Don't lose hope.  I got to 9 fast, but I was stuck in that 7-9 range for nearly a decade.  I had completely given up hope for improvement and was comfortable with my fate.  Then out of nowhere.....I smashed through several barriers.   It came out of nowhere...... I never went to the range, never took lessons.......I just kept playing and the improvement came rushing through after being stuck for so many years.  I haven't hit a bucket of balls since 1995!!!   I know this because I quit the range as soon as I had unlimited golf privies.........I figured....screw hitting buckets because I can play golf every day on the course starting in 1996.

 

To this day, I have unlimited range privies.....and I never use them.  LOL................I'd rather just PLAY!! If I'm going to tee it up, it's on the course...........

post #50 of 51
Quote:
Originally Posted by BuckeyeNut View Post

I never went to the range, never took lessons.......I just kept playing and the improvement came rushing through after being stuck for so many years. 
I think you're the exception, rather than the norm.

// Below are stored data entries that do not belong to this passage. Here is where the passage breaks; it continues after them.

PR #2465, opened 2020-09-29
Create low end invalidation when updating caggs

### LINKED ISSUE #2450: Create invalidation from (-inf, ignore_invalidation) when upgrading caggs to 2.0
Prior to 2.0, we do not record invalidations prior to the lower bound (ignore_invalidations_older_than) of a continuous aggregate.  In 2.0 we assume that the invalidation log for an aggregate is a complete record of where the aggregate is up to date.  This means if a user requests a cagg update of a region where a write occurred behind a cagg in 1.7, we will not properly update the cagg.

WireBaron:
This change will add an invalidation to the
materialization_invalidation_log for any region earlier than the
ignore_invalidation_older_than parameter when updating a continuous
aggregate to 2.0. This is needed as we do not record invalidations
in this region prior to 2.0 and there is no way to ensure the
aggregate is up to date within this range.

Fixes #2450

### DIFF
--- a/sql/updates/latest-dev.sql
+++ b/sql/updates/latest-dev.sql
@@ -215,28 +215,23 @@ SET
   proc_schema = '_timescaledb_internal',
   proc_name = 'policy_refresh_continuous_aggregate',
   job_type = 'custom',
-  config = jsonb_build_object('mat_hypertable_id', cagg.mat_hypertable_id, 'start_interval', 
-   CASE WHEN cagg.ignore_invalidation_older_than IS NULL 
-      THEN NULL 
-      WHEN cagg.ignore_invalidation_older_than = 9223372036854775807 
-         AND  
-            ts_tmp_get_time_type( cagg.raw_hypertable_id ) IN  ('TIMESTAMP'::regtype, 'DATE'::regtype, 'TIMESTAMPTZ'::regtype) 
-      THEN NULL 
-      ELSE
-         CASE WHEN 
-            ts_tmp_get_time_type( cagg.raw_hypertable_id ) IN  ('TIMESTAMP'::regtype, 'DATE'::regtype, 'TIMESTAMPTZ'::regtype) 
-            THEN ts_tmp_get_interval(cagg.ignore_invalidation_older_than)::TEXT 
-            ELSE cagg.ignore_invalidation_older_than::TEXT 
-         END
-   END,
-   'end_interval', 
-   CASE
-      WHEN 
-            ts_tmp_get_time_type( cagg.raw_hypertable_id ) IN  ('TIMESTAMP'::regtype, 'DATE'::regtype, 'TIMESTAMPTZ'::regtype) 
-      THEN ts_tmp_get_interval(cagg.refresh_lag)::TEXT 
-      ELSE cagg.refresh_lag::TEXT 
-   END
-),
+  config = 
+    CASE WHEN ts_tmp_get_time_type( cagg.raw_hypertable_id ) IN  ('TIMESTAMP'::regtype, 'DATE'::regtype, 'TIMESTAMPTZ'::regtype) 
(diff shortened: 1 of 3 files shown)


mkindahl (approved):

pmwkaa (approved):

sql/updates/latest-dev.sql
```diff
@@ -309,8 +309,19 @@ SELECT materialization_id, BIGINT '-9223372036854775808', watermark, 92233720368
...
 INSERT INTO _timescaledb_catalog.continuous_aggs_materialization_invalidation_log
-SELECT (SELECT mat_hypertable_id FROM _timescaledb_catalog.continuous_agg EXCEPT SELECT materialization_id FROM _timescaledb_catalog.continuous_aggs_completed_threshold), 
--9223372036854775808, -9223372036854775808, 9223372036854775807;
+SELECT unrun_cagg.id, -9223372036854775808, -9223372036854775808, 9223372036854775807 FROM
+(SELECT mat_hypertable_id id FROM _timescaledb_catalog.continuous_agg EXCEPT SELECT materialization_id FROM _timescaledb_catalog.continuous_aggs_completed_threshold) as unrun_cagg;
+
+-- Also add an invalidation from [-infinity, ignore_invaliation_older_than] to cover any missed invalidations
+-- For NULL or inf ignore_invalidations_older_than, use julian 0 for consistency with 2.0
+INSERT INTO _timescaledb_catalog.continuous_aggs_materialization_invalidation_log
+SELECT cagg.mat_hypertable_id, BIGINT '-9223372036854775808', BIGINT '-9223372036854775808',
```
gayyappan, line 318: I think this should be added only if ignore_invalidation_older_than is not the default value and not the other case.
Could you explain how we get the value at line 321?  ignore_invalidation_older_than could be set for an integer table. In this case what does it mean to subtract from now() ( line 322)?

test/sql/updates/post.continuous_aggs.v2.sql
```diff
@@ -16,6 +16,9 @@ SELECT view_name, schedule_interval, materialized_only, materialization_hypertab
 
 SELECT maxtemp FROM mat_ignoreinval ORDER BY 1;
 
+SELECT materialization_id FROM _timescaledb_catalog.continuous_aggs_materialization_invalidation_log
```
svenklemm, line 19: should probably add an ORDER BY here

test/sql/updates/post.continuous_aggs.v2.sql
```diff
@@ -16,6 +16,10 @@ SELECT view_name, schedule_interval, materialized_only, materialization_hypertab
 
 SELECT maxtemp FROM mat_ignoreinval ORDER BY 1;
 
+-- Note that greatest_modified value for tables with an 'ignore_validation_other_than' won't match
```
gayyappan, line 19: Could you elaborate on this comment?

sql/updates/latest-dev.sql
WireBaron: This is the invalidation that 2.0 adds to every new cagg by default.  I'm not entirely sure what the reasoning behind this was, but I figured it would be better to match the 2.0 invalidation here.  I'm not sure what you're asking about the subtraction from now(), as that only happens in the other case.

test/sql/updates/post.continuous_aggs.v2.sql
WireBaron: Done

test/sql/updates/post.continuous_aggs.v2.sql
WireBaron: I was trying to improve this check a bit, but it turned out to not be possible, so that change and this comment have been removed.

gayyappan (approved):

PR #2467, opened 2020-09-29
Use postgres implementation of estimate_hashagg_tablesize

svenklemm:
Only use our own implementation of estimate_hashagg_tablesize on
versions where the postgres implementation is static.

### DIFF
--- a/src/compat.h
+++ b/src/compat.h
@@ -295,6 +295,14 @@
 #define create_append_path_compat create_append_path
 #endif
 
+/*
+ * estimate_hashagg_tablesize is a static function in PG11 and earlier, so we map
+ * to our own copy when it's not available.
+ */
+#if PG11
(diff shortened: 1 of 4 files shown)


WireBaron (approved):

src/compat.h
```diff
@@ -295,6 +295,14 @@
 #define create_append_path_compat create_append_path
 #endif
 
+/*
+ * estimate_hashagg_tablesize is a static function in PG11 and earlier so we map
+ * to our own copy when it's not available
```
k-rus, line 300:
```suggestion
 * estimate_hashagg_tablesize is a static function in PG11 and earlier, so we map
 * to our own copy when it's not available.
```

k-rus (approved):
LGTM

pmwkaa (approved):

PR #2470, opened 2020-09-30
Test Apache license on Windows

k-rus:
Fixes the regression test of Apache license on Windows.

### PR note
GH is confused by some reason and shows difference on number of unchanged lines.

#2435 removed the Apache license test on Windows. This PR fixes it back.

### DIFF
--- a/appveyor.yml
+++ b/appveyor.yml
@@ -122,6 +122,8 @@ build_script:
     Add-Content "C:\Program Files\postgresql\12\data\postgresql.conf" "timescaledb.ssl_dir='C:/projects/timescaledb/build/tsl/test'"
     Add-Content "C:\Program Files\postgresql\12\data\postgresql.conf" "timescaledb.passfile='C:/projects/timescaledb/build/tsl/test/pgpass.conf'"
 
+    Add-Content "C:\Program Files\postgresql\12\data\postgresql.conf" "timescaledb.license = 'apache'"
+
     # Add-Content "C:\Program Files\postgresql\12\data\postgresql.conf" "log_min_messages='debug5'"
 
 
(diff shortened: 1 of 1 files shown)


pmwkaa:
@k-rus Funny that I've tried exact same approach, did not worked for some reason, probably missed something. Hope it will now.

The changed lines might be to the reason that Windows text files are usually use different end of line chars (`\r\n` vs `\n`). Maybe they have changed accidentally?

erimatnor (approved):
There's a lot of lines that seem unrelated to the changes in this PR, which makes it harder to review. I actually only identified three lines that seem relevant. Would be good to keep formatting as a separate change.

k-rus:
> There's a lot of lines that seem unrelated to the changes in this PR, which makes it harder to review. I actually only identified three lines that seem relevant. Would be good to keep formatting as a separate change.

@erimatnor See my not in https://github.com/timescale/timescaledb/pull/2470#issue-495473572
I haven't done any changes to these lines. It might be due to git settings, I am checking it.

mkindahl (approved):
Looks good, but would be good to just have changed lines. There is no difference between some of the changed lines, so I suspect that it is a change in line ending as a result of the editor being helpful.

pmwkaa (approved):
Apparently license tests passed, so this change makes sense. Yet there are some odd issues with other tests, likely not related to this PR

k-rus:
@pmwkaa @erimatnor @mkindahl I made a comment in the OP of the PR regarding unrelated lines. I guess nobody reads it:
>GH is confused by some reason and shows difference on number of unchanged lines.

One explanation can be that git silently fixes the line endings. I have not set the configuration, so it is default behaviour.

k-rus:
> Apparently license tests passed, so this change makes sense. Yet there are some odd issues with other tests, likely not related to this PR

@pmwkaa You are right the failures are not related to the PR, so I created an issue for the deterministic failures.



> Funny that I've tried exact same approach, did not worked for some reason, probably missed something. Hope it will now.

You might not put in exactly the same place. It needs to be before the PG service is started or restarted.

PR #2471, opened 2020-09-30
Prevent run_job of procedure inside transaction block

svenklemm:


tsl/src/bgw_policy/job.c
```diff
@@ -399,6 +399,9 @@ job_execute(BgwJob *job)
 
 	prokind = get_func_prokind(proc);
 
+	if (prokind == PROKIND_PROCEDURE)
+		PreventInTransactionBlock(true, "run_job");
```
erimatnor, line 403: I don't understand this. 

- Why do we prevent this at execution time rather than when adding the job? It seems you can now add a job that will always fail.
- Is it generally the case that procedures cannot run in transaction blocks? My impression is that it is up to the implementation and that the procedure itself should prevent it rather than us preventing it across the board for all procedures.
- Why do we say `run_job` here when this function is `job_execute`?
- If this is specifically about `run_job`, shouldn't this prevention happen in that function?

svenklemm: No the job will only fail when you try to execute it with run_job inside a transaction outside of transaction it works without problem. Procedures that don't do their own transaction control can be executed inside transaction as well but procedures that do their own transaction handling will hit an assertion inside postgres when run with run_job and executed inside transaction block.

erimatnor: I still don't understand why we're preventing transaction blocks based on the executed function. The function that is executed by `run_job` should have its own `PreventInTransactionBlock` if it doesn't allow running in a block. 

If this is only about preventing `run_job` from executing in a transaction block, why is it conditional on the prokind of the function/procedure we execute?

k-rus (approved):
Can you explain in the commit message, what it is the issue, which is prevented by this commit?

PR #2475, opened 2020-10-01
Fix lost notice in cagg test

k-rus:
PR #2460 made changes to continuous aggregates refresh, which resulted
in a notice in continuous_aggs_policy test expected result. Later this
notice disappeared and this commit fixes it back.

### DIFF
--- a/tsl/test/expected/continuous_aggs_policy.out
+++ b/tsl/test/expected/continuous_aggs_policy.out
@@ -163,6 +163,7 @@ CREATE MATERIALIZED VIEW max_mat_view_timestamp
         GROUP BY 1 WITH NO DATA;
 SELECT add_continuous_aggregate_policy('max_mat_view_timestamp', '10 day', '1 h'::interval , '1 h'::interval) as job_id \gset
 CALL run_job(:job_id);
+NOTICE:  continuous aggregate "max_mat_view_timestamp" is already up-to-date
 SELECT config FROM _timescaledb_config.bgw_job
 WHERE id = :job_id;
                                        config                                        


mkindahl (approved):

tsl/test/expected/continuous_aggs_policy.out
```diff
@@ -163,6 +163,7 @@ CREATE MATERIALIZED VIEW max_mat_view_timestamp
         GROUP BY 1 WITH NO DATA;
 SELECT add_continuous_aggregate_policy('max_mat_view_timestamp', '10 day', '1 h'::interval , '1 h'::interval) as job_id \gset
 CALL run_job(:job_id);
+NOTICE:  continuous aggregate "max_mat_view_timestamp" is already up-to-date
```
erimatnor, line 166: How  could the previous PR have passed tests without this output?

k-rus: @erimatnor it was there, see https://github.com/timescale/timescaledb/pull/2460/files#diff-89a5e070f0ba4c1e9ee0a467d26819d7
I don't understand how suddenly it disappeared from `master` branch. I wasn't able to find out the answer.

erimatnor: No, that's a different line number: 149, while this is line 166

k-rus: @erimatnor Thank you! then it might be flaky test and it has this notice today, but will not be tomorrow, I guess. I need to investigate more.

erimatnor: I guess this test is inherently flaky since this is a timestamp table which does not have a test-specific integer-now function and instead uses system clock time internally to calculate the timestamp for refresh.

k-rus: @erimatnor Should we ignore this test for now, so it doesn't block PRs?

PR #2477, opened 2020-10-01
Ignore flaky test for now

k-rus:
continuous_aggs_policy is flaky and prevents to proceed with current
PRs. This commit ignores it until it is fixed.

##PR note:
GH has problem with apprveyor.yml and shows diff for no changes.

### DIFF
--- a/.github/workflows/alpine-32bit-build-and-test.yaml
+++ b/.github/workflows/alpine-32bit-build-and-test.yaml
@@ -22,9 +22,9 @@ jobs:
         build_type: [ Debug ]
         include:
           - pg: 11.9
-            ignores: append-11 chunk_adaptive-11 continuous_aggs_bgw_drop_chunks remote_txn transparent_decompression-11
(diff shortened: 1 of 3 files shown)


erimatnor:
My guess is that there's a windows vs. unix line ending diff in Appveyor.yml. It should be possible to fix in that case.

k-rus:
> My guess is that there's a windows vs. unix line ending diff in Appveyor.yml. It should be possible to fix in that case.

@erimatnor do you mean that the diff in the line endings confuses GH?

mkindahl (approved):
Not entirely sure that it's a good idea to ignore an error is such a critical test, but approving since it's hard to get PRs in otherwise.

pmwkaa (approved):

k-rus:
> My guess is that there's a windows vs. unix line ending diff in Appveyor.yml. It should be possible to fix in that case.

Actually, I think it was git who was fixing line endings.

Most people I know that have played for years do not improve much at all, and they ones who are or were better players at some point in their lives have all taken lessons and practiced often to maintain their skill level.
post #51 of 51
Quote:
Originally Posted by BuckeyeNut View Post
 

To this day, I have unlimited range privies.....and I never use them.  LOL................I'd rather just PLAY!! If I'm going to tee it up, it's on the course...........

thx man - your post gives me hope.     I know that I have to work on some things which will require range time, but for the most part if given the opportunity, as Old Tom Morris says, I'd rather GO PLAY !!